Счастья тебе, Сыдылма! - страница 52

стр.

Верблюдица ревела, а Дамби продолжал полосовать ее палкой. Вдруг она ухватила зубами ургу и перекусила ее. Дамби остался безоружным, а верблюдица рванулась в сторону и стремительно понеслась вверх по склону сопки Шлем Богатыря. С противоположной стороны сопка круто обрывалась вниз, а там, на берегу маленького ручья лежали ряды камней на древних могилах воинов. Когда Дамби и Балма, объехав сопку, примчались к этому месту, верблюдица лежала с переломанными длинными ногами и разбитой грудью. Дамби стремительно слетел с коня и ножом оборвал мучительные судороги животного. Балма сидела на коне, закрыв лицо руками.

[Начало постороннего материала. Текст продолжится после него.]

PR #11493, opened 2023-10-02
Don't send file change notifications for excluded files

bobbrow:
I recently noticed a lot of `cpptools/fileChanged` notifications for files in the `.git` folder.  To reduce the noise, I'm filtering out those files that we're treating as excluded.

### DIFF
--- a/Extension/src/LanguageServer/client.ts
+++ b/Extension/src/LanguageServer/client.ts
@@ -1602,6 +1602,7 @@ export class DefaultClient implements Client {
             void this.sendDidChangeSettings();
         }
         const changedSettings: Record<string, string> = this.settingsTracker.getChangedSettings();
+        this.excludePatterns?.invalidate();
 
         await this.ready;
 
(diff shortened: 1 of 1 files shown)


sean-mcmanus:
The processing is already excluded in cpptools -- it's just logging you're seeing. Are you sure you want this change?

sean-mcmanus:
The pattern matching code on the cpptools side doesn't exactly match the one you're using here.

sean-mcmanus:
I think the LSP handler in cpptools could be changed to not log for those messges and logging could be added when the file isn't excluded. That seems like a better fix to me.

bobbrow:
It hadn't occurred to me that the exclusions were happening on the native side because it was logging those messages and that made me think the filtering wasn't happening.  Yeah, perhaps if those messages could be suppressed from that side we wouldn't need this.  We'd have to introduce a new way to filter the logging based on some processing though since right now it just logs messages as events appear.  If you feel strongly that this is the wrong approach I can close the PR.

bobbrow:
Discussed offline. This will be made better in the C++ part of the code.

Дамби начал снимать шкуру, а она не могла ему помочь, — вернулась в юрту, потрясенная страшным зрелищем. И что бы ни делала потом — не могла забыть загнанную ревущую верблюдицу, потерявшую своего верблюжонка.

* * *

На попутной грузовой машине добралась Роза от станции Степной до Красного Ключа, а оттуда до их стойбища рукой подать — километра три, не больше. Она сняла свои туфли-гвоздики — в них по степи не очень-то походишь, проваливаются — пошла босиком. Густая трава была мягка, и шла она словно по ковру: куда лучше, чем по асфальту. И воздух вечером в Белой степи не то что в дымном, пыльном городе. Она жадно дышала родным настоем степных трав и цветов…

Вот и юрта показалась. Навстречу ей кинулись две лохматые черные собаки — Нянгар и Янгар, узнали Розу, лезли со всех сторон к ней, ласкались, норовили лизнуть в щеку. Роза еле отогнала их, надела свои модные туфли, на ходу расчесала коротко подстриженные волосы. Но из юрты никто не вышел встречать. «Свалюсь как снег на голову», — азартно подумала девушка и даже постаралась идти тише, чтобы шагов не было слышно.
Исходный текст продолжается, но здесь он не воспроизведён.